Saved data entries:
※

PR #19, opened 2021-04-13
Add command $ trento agent run-once <YAML FILE>

aleksei-burlakov:
It works, but it should be redone I guess. I doesn't print pretty
and it exports private fields to outside, that should not be done I
guess.

@arbulu89 , @dirkmueller could you please have a look?


aleksei-burlakov:
I have reopened it in #20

※

Task statement ->
Copy out each record word for word.

Result of the task ->
PR #19, opened 2021-04-13
Add command $ trento agent run-once <YAML FILE>

aleksei-burlakov:
It works, but it should be redone I guess. I doesn't print pretty
and it exports private fields to outside, that should not be done I
guess.

@arbulu89 , @dirkmueller could you please have a look?


aleksei-burlakov:
I have reopened it in #20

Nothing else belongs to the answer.